_ABOUT THIS TASK_:
Write each line out a second time, exactly as shown below.

* * * * *

PR #1803, opened 2026-04-07
#1760: accept empty input for one option

### LINKED ISSUE #1760: Accept empty input for single option
### Feature idea

Currently, the user is queried on cve issues to select an option of a version to be installed. But if there is just one option to go, we should better just log a warning an proceed instead stopping and asking the user strange questions:

Image

### Additional context

_No response_

ducminh02:
### Implemented changes:

* Updated displayOptionsAndGetAnswer in AbstractIdeContext.java to automatically select a single available option only if it is not a vulnerable tool version, ensuring users must still explicitly accept version-related risks.

* Adjusted the unit test in IdeContextTest.java to use a real Cve (vulnerability) object, verifying that the system correctly stops to prompt the user when a single but "unsafe" version is offered.
---

## Checklist for this PR

  with `internal`


cli/src/main/java/com/devonfw/tools/ide/context/AbstractIdeContext.java
```diff
@@ -1018,6 +1018,17 @@ public <O> O question(O[] options, String question, Object... args) {
   }
 
   private <O> O displayOptionsAndGetAnswer(O[] options) {
+    if (options.length == 1) {
```
jakozian: I reproduced a scenario where one safe option is prompted and now the process proceeds without me giving an answer. Wasn't the issue to accept empty input for a single (safe) choice? I could be wrong, but if this is the case maybe there should not be a question but instead an info log and then proceed.
Imo it would be fine to not await an answer if there is only one safe option, but then the user has to be informed about that. Now it is weird: A question gets asked but the process proceeds immediately.

image

My scenario was simply achieved by commenting out cve options in the source code to get only one option.

ducminh02: okay I understand your point. However I think that the issue were that when the user tries to download a vulnerable version of a tool, they should be prompted asking if they are sure if they want to install the tool, even if there are only 1 version available. If the version of the tool is not vulnerable then they should not be prompted.

Image

you can try to leave the mvn 3.0.0 here, comment out the nearest and the latest options like you did before and they will still be prompted even if that is the only option

The idea of the issue as I understand is for all of the prompting and asking for user input, if there is only 1 option available, it should be automatically chosen without the user having to type in 1

jakozian: I understand what you mean, but
1. As the title of the issue/pr suggests an empty input (by pressing enter) does at the moment not get accepted:
image

2. I still argue that asking the user a question (on interaction log level in blue) and than just proceeding without any hint is a bit misleading from a ux perspective.

ducminh02: ahh okay I get what you mean, let me change that. Thank you for the review and the hint

cli/src/main/java/com/devonfw/tools/ide/context/AbstractIdeContext.java
```diff
@@ -1033,6 +1033,9 @@ private <O> O displayOptionsAndGetAnswer(O[] options) {
       }
       IdeLogLevel.INTERACTION.log(LOG, "Option {}: {}", numericKey, title);
     }
+    if (options.length == 1) {
+      mapping.put("", options[0]);
+    }
     O option = null;
```
hohwille, line 1039: Nice and elegant solution with also nice test coverage.
Can you please also add the issue to our CHANGELOG?

hohwille (approved):
@ducminh02 excellent KISS fix and great test improvement to cover the functionality. 👍 
Please add to CHANGELOG, then ready for merge.

PR #1806, opened 2026-04-09
#1337: add tests to simulate user input

### LINKED ISSUE #1337: Add tests to simulate user input
### Feature idea

As an IDEasy developer I need to check if my `ProcessContext` capture types work properly. It would be nice if we could somehow simulate a user input within a test.

### Additional context

Mentioned in: https://github.com/devonfw/IDEasy/pull/1330#pullrequestreview-2868136141

laert-ll:
### Implemented changes:

* Added integration test simulating user input during IDE installation to verify that the license agreement is created when accepted by user input as well as otherwise when declined.

---

## Checklist for this PR


jakozian (approved):
Nice work, i tried out the test and it succeeded 👍 
I think this issues does not concern the user so it should be removed out of the CHANGELOG.

hohwille (changes requested):
@laert-ll sorry but it seems there was a misunderstanding to what I suggested in the daily.
I checked the issue and it seems I only explained my expectation in daily but should have written it also in the issue to make it clear.

The story #1337 was about the problem that the ticket creator did not know how to provide user input in integration tests. Therefore we should not create a integration test called `user-input-during-installation.sh` but I suggested that you test the bug we had with our license agreement not being printed.
Therefore you should call the test e.g. `install-requires-license-agreement.sh`.
The test itself should do the following:

1. `rm -f ~/.ide/.license.agreement`
2. run the installation so it will ask for the license agreement - for that you need to provide `-f` or `--force` mode as otherwise the user is asked two questions. But here provide `no` as answer
3. assert that the license agreement was printed 
4. assert that the installation was aborted and the license agreement file (from 1.) was not recreated
5. rerun step 2 with `yes` as anwser
6. same as 3.
7. assert that the installation was performed and the license agreement file is now present.

BTW: You can also include a rerun of steps 2.-4. with `2` instead of `no` as input.

For 1. we also have to be aware that we are creating more undesired side-effects in integration tests. Therefore we should also create a PR that first "saves" the users state (backup `~/.ide/.license.agreement`, `~/.bashrc`, and `~/.zshrc` if present, on Windows backup env variables `IDE_HOME` and `IDE_ROOT` from registry...
After test - both if failed and if successful - "restore" state from backup).

laert-ll:
Apologies for the misunderstanding and I really appreciate the thorough reply.

I applied the changes you described, let me know if there's any further changes needed you see fit.

As for avoiding the side effects, as discussed yesterday in the daily, I will wait for a separate story to implement those changes, and I'd be glad to work on that as well. Let me know.

cli/src/test/integration-tests/install-requires-license-agreement.sh
```diff
@@ -0,0 +1,54 @@
...
+# by user input as well as otherwise when declined
+
+LICENSE_FILE="$HOME/.ide/.license.agreement"
+
+# Usage: run_test <input> <expected_behavior>
+run_test() {
+    local input=$1
+    local behavior=$2
+
+    echo "Running case: input '$input' should $behavior"
```
hohwille: Great, this makes debugging more easy. Lets even make it more readable if someone finds it in the logs and does not know the details of this specific integration-test.

```suggestion
    echo "Running case: input '$input' should $behavior the license"
```

hohwille (approved):
@laert-ll thanks for your rework.
Now this reads like a perfect integration-test:
It has a clear goal to test an end-user functionality, properly asserts the expected results and gives perfect output on success or error to see what happened.

cli/src/test/integration-tests/install-requires-license-agreement.sh
```diff
@@ -0,0 +1,54 @@
...
+    fi
+}
+
+echo "Running license agreement required during installation integration test"
+
+run_test "yes" "accept"
+run_test "1"   "accept"
+run_test "no"  "decline"
+run_test "2"   "decline"
+
```
hohwille: Oh, I missed something in the review.
Without #1821 being implemented, this test will and the end leave the side-effect that the license file is deleted breaking following integration tests.
Before we can merge this we need to invert the order or it will break the integration-tests:
```suggestion
run_test "no"  "decline"
run_test "2"   "decline"
run_test "yes" "accept"
run_test "1"   "accept"
```

laert-ll:
@hohwille thank you for your feedback!
I implemented the suggested changes, the branch should be ready for merge.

* * * * *

_FINISHED EXERCISE_:
PR #1803, opened 2026-04-07
#1760: accept empty input for one option

### LINKED ISSUE #1760: Accept empty input for single option
### Feature idea

Currently, the user is queried on cve issues to select an option of a version to be installed. But if there is just one option to go, we should better just log a warning an proceed instead stopping and asking the user strange questions:

Image

### Additional context

_No response_

ducminh02:
### Implemented changes:

* Updated displayOptionsAndGetAnswer in AbstractIdeContext.java to automatically select a single available option only if it is not a vulnerable tool version, ensuring users must still explicitly accept version-related risks.

* Adjusted the unit test in IdeContextTest.java to use a real Cve (vulnerability) object, verifying that the system correctly stops to prompt the user when a single but "unsafe" version is offered.
---

## Checklist for this PR

  with `internal`


cli/src/main/java/com/devonfw/tools/ide/context/AbstractIdeContext.java
```diff
@@ -1018,6 +1018,17 @@ public <O> O question(O[] options, String question, Object... args) {
   }
 
   private <O> O displayOptionsAndGetAnswer(O[] options) {
+    if (options.length == 1) {
```
jakozian: I reproduced a scenario where one safe option is prompted and now the process proceeds without me giving an answer. Wasn't the issue to accept empty input for a single (safe) choice? I could be wrong, but if this is the case maybe there should not be a question but instead an info log and then proceed.
Imo it would be fine to not await an answer if there is only one safe option, but then the user has to be informed about that. Now it is weird: A question gets asked but the process proceeds immediately.

image

My scenario was simply achieved by commenting out cve options in the source code to get only one option.

ducminh02: okay I understand your point. However I think that the issue were that when the user tries to download a vulnerable version of a tool, they should be prompted asking if they are sure if they want to install the tool, even if there are only 1 version available. If the version of the tool is not vulnerable then they should not be prompted.

Image

you can try to leave the mvn 3.0.0 here, comment out the nearest and the latest options like you did before and they will still be prompted even if that is the only option

The idea of the issue as I understand is for all of the prompting and asking for user input, if there is only 1 option available, it should be automatically chosen without the user having to type in 1

jakozian: I understand what you mean, but
1. As the title of the issue/pr suggests an empty input (by pressing enter) does at the moment not get accepted:
image

2. I still argue that asking the user a question (on interaction log level in blue) and than just proceeding without any hint is a bit misleading from a ux perspective.

ducminh02: ahh okay I get what you mean, let me change that. Thank you for the review and the hint

cli/src/main/java/com/devonfw/tools/ide/context/AbstractIdeContext.java
```diff
@@ -1033,6 +1033,9 @@ private <O> O displayOptionsAndGetAnswer(O[] options) {
       }
       IdeLogLevel.INTERACTION.log(LOG, "Option {}: {}", numericKey, title);
     }
+    if (options.length == 1) {
+      mapping.put("", options[0]);
+    }
     O option = null;
```
hohwille, line 1039: Nice and elegant solution with also nice test coverage.
Can you please also add the issue to our CHANGELOG?

hohwille (approved):
@ducminh02 excellent KISS fix and great test improvement to cover the functionality. 👍 
Please add to CHANGELOG, then ready for merge.

PR #1806, opened 2026-04-09
#1337: add tests to simulate user input

### LINKED ISSUE #1337: Add tests to simulate user input
### Feature idea

As an IDEasy developer I need to check if my `ProcessContext` capture types work properly. It would be nice if we could somehow simulate a user input within a test.

### Additional context

Mentioned in: https://github.com/devonfw/IDEasy/pull/1330#pullrequestreview-2868136141

laert-ll:
### Implemented changes:

* Added integration test simulating user input during IDE installation to verify that the license agreement is created when accepted by user input as well as otherwise when declined.

---

## Checklist for this PR


jakozian (approved):
Nice work, i tried out the test and it succeeded 👍 
I think this issues does not concern the user so it should be removed out of the CHANGELOG.

hohwille (changes requested):
@laert-ll sorry but it seems there was a misunderstanding to what I suggested in the daily.
I checked the issue and it seems I only explained my expectation in daily but should have written it also in the issue to make it clear.

The story #1337 was about the problem that the ticket creator did not know how to provide user input in integration tests. Therefore we should not create a integration test called `user-input-during-installation.sh` but I suggested that you test the bug we had with our license agreement not being printed.
Therefore you should call the test e.g. `install-requires-license-agreement.sh`.
The test itself should do the following:

1. `rm -f ~/.ide/.license.agreement`
2. run the installation so it will ask for the license agreement - for that you need to provide `-f` or `--force` mode as otherwise the user is asked two questions. But here provide `no` as answer
3. assert that the license agreement was printed 
4. assert that the installation was aborted and the license agreement file (from 1.) was not recreated
5. rerun step 2 with `yes` as anwser
6. same as 3.
7. assert that the installation was performed and the license agreement file is now present.

BTW: You can also include a rerun of steps 2.-4. with `2` instead of `no` as input.

For 1. we also have to be aware that we are creating more undesired side-effects in integration tests. Therefore we should also create a PR that first "saves" the users state (backup `~/.ide/.license.agreement`, `~/.bashrc`, and `~/.zshrc` if present, on Windows backup env variables `IDE_HOME` and `IDE_ROOT` from registry...
After test - both if failed and if successful - "restore" state from backup).

laert-ll:
Apologies for the misunderstanding and I really appreciate the thorough reply.

I applied the changes you described, let me know if there's any further changes needed you see fit.

As for avoiding the side effects, as discussed yesterday in the daily, I will wait for a separate story to implement those changes, and I'd be glad to work on that as well. Let me know.

cli/src/test/integration-tests/install-requires-license-agreement.sh
```diff
@@ -0,0 +1,54 @@
...
+# by user input as well as otherwise when declined
+
+LICENSE_FILE="$HOME/.ide/.license.agreement"
+
+# Usage: run_test <input> <expected_behavior>
+run_test() {
+    local input=$1
+    local behavior=$2
+
+    echo "Running case: input '$input' should $behavior"
```
hohwille: Great, this makes debugging more easy. Lets even make it more readable if someone finds it in the logs and does not know the details of this specific integration-test.

```suggestion
    echo "Running case: input '$input' should $behavior the license"
```

hohwille (approved):
@laert-ll thanks for your rework.
Now this reads like a perfect integration-test:
It has a clear goal to test an end-user functionality, properly asserts the expected results and gives perfect output on success or error to see what happened.

cli/src/test/integration-tests/install-requires-license-agreement.sh
```diff
@@ -0,0 +1,54 @@
...
+    fi
+}
+
+echo "Running license agreement required during installation integration test"
+
+run_test "yes" "accept"
+run_test "1"   "accept"
+run_test "no"  "decline"
+run_test "2"   "decline"
+
```
hohwille: Oh, I missed something in the review.
Without #1821 being implemented, this test will and the end leave the side-effect that the license file is deleted breaking following integration tests.
Before we can merge this we need to invert the order or it will break the integration-tests:
```suggestion
run_test "no"  "decline"
run_test "2"   "decline"
run_test "yes" "accept"
run_test "1"   "accept"
```

laert-ll:
@hohwille thank you for your feedback!
I implemented the suggested changes, the branch should be ready for merge.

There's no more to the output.